On the cluster

Prep VCFs for the PCA

This is done on the cluster (code blocks not run when Rmd is rendered).

mkdir -p intermediates/203

We include just the springs and falls, since they are the ones going into the GWAS.

Get a file of spring and fall fishIDs. We will extract their read depths from the VCF and use my single-read-sampling package, ’srsStuff" to do a PCA.

awk -F"," '$NF=="Fall" || $NF == "Spring" {print $1}' data/wgs-chinook-samples.csv > intermediates/203/spring_falls.txt

We will do the PCA just with the assembled chromosomes. That is still a lot of markers…about 8 million, I think.

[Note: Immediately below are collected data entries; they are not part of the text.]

PR #735, opened 2018-10-06
Apply PEP8 W504 (Knuth's Style)

maukoquiroga:
#### Technical changes

- Apply PEP8 W504: break line before binary operator.

### DIFF
--- a/openfisca_core/periods.py
+++ b/openfisca_core/periods.py
@@ -403,8 +403,12 @@ class Period(tuple):
             return self.__class__((
                 'month',
                 intersection_start,
-                ((intersection_stop.year - intersection_start.year) * 12 + intersection_stop.month -
-                    intersection_start.month + 1),
+                (
+                    (intersection_stop.year - intersection_start.year) * 12
+                    + intersection_stop.month
+                    - intersection_start.month
+                    + 1
+                    ),
                 ))
         return self.__class__((
             'day',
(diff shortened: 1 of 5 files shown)


openfisca_core/periods.py
```diff
@@ -403,8 +403,13 @@ def intersection(self, start, stop):
             return self.__class__((
                 'month',
                 intersection_start,
-                ((intersection_stop.year - intersection_start.year) * 12 + intersection_stop.month -
-                    intersection_start.month + 1),
+                (
+                    (intersection_stop.year - intersection_start.year)
+                    * 12
```
fpagnoux: Not a fan of this `* 12` alone, I find it less easy to understand than `(intersection_stop.year - intersection_start.year) * 12`. 
Following @Morendil suggestion of suggesting a commit rather than requesting changes, I'm committing a small change, let me know if the new style doesn't work for you :)

maukoquiroga:
@fpagnoux They're enforced in the latest version of `pycodestyle`, so should be enforced as soon as flake8 and autopep8 integrate it (I've been testing with the master branches and works like a charm).

It's just a matter of time.

fpagnoux:
> @fpagnoux They're enforced in the latest version of pycodestyle, so should be enforced as soon as flake8 and autopep8 integrate it (I've been testing with the master branches and works like a charm).

Ok, thanks for the details 🙂 !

We need to catenate select the 128 fish from each chromosome’s VCF, while also filtering down to biallelic markers and setting MAF>0.5, and sampled fraction > 0.5. After that we catenate those files, then extract the read depths field.

# filter all the vcfs down to new ones for each chromosome
ls -l chinook_WGS_processed/NC_037*.vcf.gz | \
  awk 'BEGIN {OFS="\t"; print "index", "file"} {print ++n, $NF }' > intermediates/203/vfiles.txt


sbatch ./script/203-bcftools-array.sh

# catenate all those into a single bcf (which is 2.1 Gb zipped) and index it
bcftools concat -o intermediates/203/all-chroms-filtered.bcf -Ob intermediates/203/filtered_NC_037*.bcf
bcftools index intermediates/203/all-chroms-filtered.bcf

# show some stats about that
bcftools stats intermediates/203/all-chroms-filtered.bcf > intermediates/203/stats-all-chroms-filtered.txt

Here are the stats:

# SN    [2]id   [3]key  [4]value
SN      0       number of samples:      128
SN      0       number of records:      5939644
SN      0       number of no-ALTs:      0
SN      0       number of SNPs: 4840746
SN      0       number of MNPs: 0
SN      0       number of indels:       1098898
SN      0       number of others:       0
SN      0       number of multiallelic sites:   0
SN      0       number of multiallelic SNP sites:       0

So, we are talking 5.8 million SNPs and 1.1 million indels, or so.

Now, we already know that the 14 individuals we dropped from Salmon River have such low coverge that their covariance values, when they occur together in pairs, have high variance and they end up getting pulled apart on PC-2, which is clearly spurious. So, we will just drop them for both the PCA and the GWAS.

The individuals with average read depth of genotypes < 0.45X are obtained from 004, but we will just redo the calculation here and put the 14 bad ones into stored_results.

library(vcfR)
library(tidyverse)
rfi <- read.vcfR("data/greb1l-ish-region.vcf.gz")
rfi_depths <- vcfR2tidy(rfi)$gt %>%
  mutate(DP = ifelse(is.na(gt_DP), 0, gt_DP))

dp_means <- rfi_depths %>%
  group_by(Indiv) %>%
  summarise(mean_depth = mean(DP)) %>%
  arrange(mean_depth)
dp_means

# so the ones we want to drop are the first 14 of those:
droppers <- dp_means %>% slice(1:14) %>% pull(Indiv)
cat(droppers, sep = "\n")

Those go into stored_results/203/low-depth-14-to-drop.txt.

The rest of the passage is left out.